Mira Krahn
I’m a talker. Give me two minutes to make an announcement at church, and I’ll stretch it to three. Plan for a one-hour coffee date, but be prepared to return home two hours later. I know my gift of gab has brought moments of exasperation to my family, but I’ve also noticed times that it’s been appreciated. Sometimes, it’s a personal story I share with a friend to encourage him through a tough time. Sometimes, it’s a hysterical account I retell–the kind that improves with each re-enactment–that leaves my aunties in stitches. Other times, it’s a recitation of all my personal opinions and beliefs and values,that is surprisingly welcomed by a new acquaintance.
I am also a complimenter. I think it comes with the territory of being a talker. I like to tell the cook at camp, “That was a great meal. It’s one of my favourites.”, or stop a colleague at work to say, “You always work so hard. You’re such a diligent person.” And I make a point of telling my students, “You are doing a really good job, and I’m proud of you.” But while I do put thought and effort into my very purposeful compliments, I must admit that this mode of communication comes very easily to me. Communication’s my beat, and language my rhythm.
Imagine my dilemma upon finding myself in a foreign, non-English-speaking country, with two of my greatest assets–the spoken and written word–stripped from me. Adopting a sink-or-swim mentality, I found no choice but to doggy-paddle through the new language. I mean, a girl’s got to eat and to shop, right? Initially, one can get by with about ten or fifteen phrases. Start with: “I like”, “I don’t like”, “I want”, “I don’t want”, “How much?”, “So cheap”, “Too expensive”, and “Thank you”. These suffice for most market trips, but they are awfully short phrases, and I fear a little curt. Consider how difficult it is to say, “Yes, I realize your product is great quality, and therefore is more expensive, but I’m looking for something cheaper.” It’s easier to say, “I don’t want” or “I don’t like”. My words here are bare bones. And that frustrates me!
Several years ago I was introduced to the theory of the Five Love Languages, as taught in Gary Chapman’s book of the same name. While I never read the book myself (I enjoy talking more than reading), I’ve heard allusions to this theory many times. I embraced it from the start. The idea is that humans feel and express love in different ways. The challenge is to learn to express love in the way your targeted loved one will accept it most readily. Better yet, learn to express love in multiple ways! Adopting this principle, I wrote fewer letters to my mother and washed more dishes for her instead. Trust me, there is something to the Five Love Languages!
Living abroad, with a limited vocabulary, I’m learning to exercise different methods of showing love and kindness to the people around me.
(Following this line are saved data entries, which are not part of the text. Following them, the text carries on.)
PR #1208, opened 2026-09-17
fix/Dead-natives-version-constant · L-260917-87199b

lchoquel:
`PINNED_NATIVES_MTHDS_VERSION` read `1.0.0` while the MTHDS standard pins the native set at `2.0.0`, and nothing in the package read the constant, so no check here could say it had gone stale across the standard's 2.0.0 cut — a downstream port reporting it as this reference's natives version gated its own goldens against a dead number. It now reads `2.0.0`.

It also has readers now. The standard-conformance suite compares it against the page's own "Pinned at MTHDS" statements, which is the check that would have caught the drift; a second module holds it to the standard version the installed `mthds` reports, which needs no sibling checkout and so runs for every contributor.

Closes L-260917-87199b

https://claude.ai/code/session_01FAEkzXpY71NwD3hJPqLe6X

---
## Summary by cubic
Fixes `PINNED_NATIVES_MTHDS_VERSION` so it names the set it labels, and gives it readers so the value can't go stale again.

The constant read `1.0.0` while the MTHDS standard pins the native set at `2.0.0`, and nothing read it, so no test caught the drift. It now reads `2.0.0`, and two checks keep it honest: the standard-conformance suite holds it to the page's "Pinned at MTHDS" statement, and a checkout-free check refuses a label later than the standard version the installed `mthds` implements.

Closes L-260917-87199b.

<sup>Written for commit 7f6dd229549115c3b3326fd1f55ff993f898256b. Summary will update on new commits.</sup>

<a href="https://cubic.dev/pr/Pipelex/pipelex/pull/1208?utm_source=github" target="_blank" rel="noopener noreferrer" data-no-image-dialog="true"><picture><source media="(prefers-color-scheme: dark)" srcset="https://www.cubic.dev/buttons/review-in-cubic-dark.svg"><source media="(prefers-color-scheme: light)" srcset="https://www.cubic.dev/buttons/review-in-cubic-light.svg">Review in cubic</picture></a>


lchoquel:
**`/rev` round 2 — profile 2, bar `defects`.**

Reviewers that produced a review: cubic, Codex (`codex:review`, gpt-5.6-sol, effort medium) and `code-review` at level low. No missing coverage. cubic and Codex were both clean this round.

Two confirmed findings, both fixed in 7f6dd22 — factual errors in prose rather than runtime defects. The new module's docstring offered the `1.0.0` staleness as the incident it prevents, but its bound is one-directional and holds on exactly that value, so the docstring now says which direction each of the two test modules covers. The comment above the constant still described the pre-split arrangement and sent a reader to the wrong module for the engine-version guard.

Two findings deferred, both unverified, traced in `wip/pinned-natives-version/deferred-review-findings.md`: the page-version regex matches "pinned at MTHDS" inside "re-pinned" and "previously pinned", so a future page wording could trip its unanimity check; and the changelog entry narrates the test coverage it adds.

Round 1 (profile 1, bar `open`) fixed one cubic finding in 0ea3098 — the page-free guard moved into its own module so each module holds one TestClass.

PR #520, opened 2021-08-11
gk: remove useless log entry

AltraMayor:
The log entry below doesn't have an equivalent for IPv6 and it's ONLY logged when
1. The number of IPv4 packets that `rte_eth_rx_burst()` returns is not multiple of 4; and
2. The destination of the last packets on the array of returned packets is not on the LPM table of IPv4.

The multiple of 4 emerges from the use of `rte_lpm_lookupx4()`. So there might be 1, 2, or 3 last packets that could trigger
the log entry.

Moreover, adding the log entry to all other conditions (i.e. multiple of 4 and IPv6) is not helpful because all packets whose destinations are not in the FIB are passed to the filter subsystem to be directed to another block. And the filter system already has a log entry for unmatched packets.

THIS PATCH REMOVES THE FOLLOWING LOG ENTRY:
`GATEKEEPER GK: process_pkts_front could not find FIB entry when processing incoming IPv4 flow`

### DIFF
--- a/gk/main.c
+++ b/gk/main.c
@@ -89,43 +89,6 @@ priority_from_delta_time(uint64_t present, uint64_t past)
 	return integer_log_base_2(delta_time);
 }
 
-static struct gk_fib *
-__look_up_fib(struct gk_lpm *ltbl, struct ip_flow *flow, const char *calledby)
-{
-	int fib_id;
-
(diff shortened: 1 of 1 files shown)


AltraMayor:
Tested on the XIA1 server.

And without the use of a spoken language, I have to be more purposeful in my actions. At the bus stop, it’s an admiring look I give the baby bouncing on Grandma’s knee. At the restaurant, it’s finishing my bowl of noodles with gusto. It’s stopping to talk with the bottle-picker, amid the awkward astonishment of the locals, and it’s dropping by the same street vendors each Sunday on the way to and from church. It’s buying vegetables in the wet market, and walking past pig snout and chicken feet like it’s the most normal thing in the world. It’s letting someone stand close to my face while they talk, resisting my cultural instinct to step away.
A few weeks ago, during lunch, a co-worker asked me if I liked the meals the cook prepares for us. I said I did, but that I didn’t know how to properly express that to the cook. She taught me how to say it in their language, but then quickly added, “But it’s enough that you eat her cooking.” Curious, I asked if there were other foreigners who wouldn’t eat her cooking. My co-worker gave me a knowing look.
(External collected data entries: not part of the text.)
PR #522, opened 2021-08-13
gk: only forward to known neighbors

AltraMayor:
When a Gatekeeper server is going to forward a packet from an interface to a neighbor of the other interface, Gatekeeper looks up the MAC address of that neighbor in the known-neighbor subtable of the FIB.

Gatekeeper has wrongly assumed that any neighbor is always known. This patch drops packets destined to unknown neighbors.


AltraMayor:
Tested on XIA1 server.

PR #523, opened 2021-08-17
gk: improve the code of the FIB table

AltraMayor:
This pull request is a collection of patches to improve the code of `gk/fib.c` and a patch to check the type of a FIB entry before updating it. This last patch avoids memory corruption memory when a wrong prefix is passed to the FIB.


AltraMayor:
Tested on XIA1 and in production.

PR #524, opened 2021-08-20
gk: add FIB ID to iterators

AltraMayor:
The first two patches tighten up the code in `gk/fib.c`, whereas the third patch adds the FIB IDs of the FIB entries to the iterators available to the dynamic configuration block.


AltraMayor:
Tested in production.

PR #526, opened 2021-08-24
gk: forbid del_fib_entry_locked() to delete neighbor entries

AltraMayor:
Calling `del_fib_entry_locked()` on a neighbor prefix would've put Gatekeeper's FIB table in an inconsistent state. Besides this problem, there's no need to remove neighbor prefixes. This pull request forbids the operation.


AltraMayor:
Tested on XIA1 server.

Chances are good that for each purposeful act of love I demonstrate, there are at least one or two taboo or culturally-insensitive actions I make. I am acutely aware of how poorly I blend in here. I’m sure I receive more grace than I give. But one thing I know: God is love, and where love goes, God goes. His love bypasses cultural divides and doesn’t stall for want of language. If I do nothing else, but spread His love in the best way I can, I will have done it all. “For love comes from God. Everyone who loves has been born of God and knows God.” and “By this everyone will know that you are my disciples, if you love one another.” (1 John 4:7; John 13:35 NIV).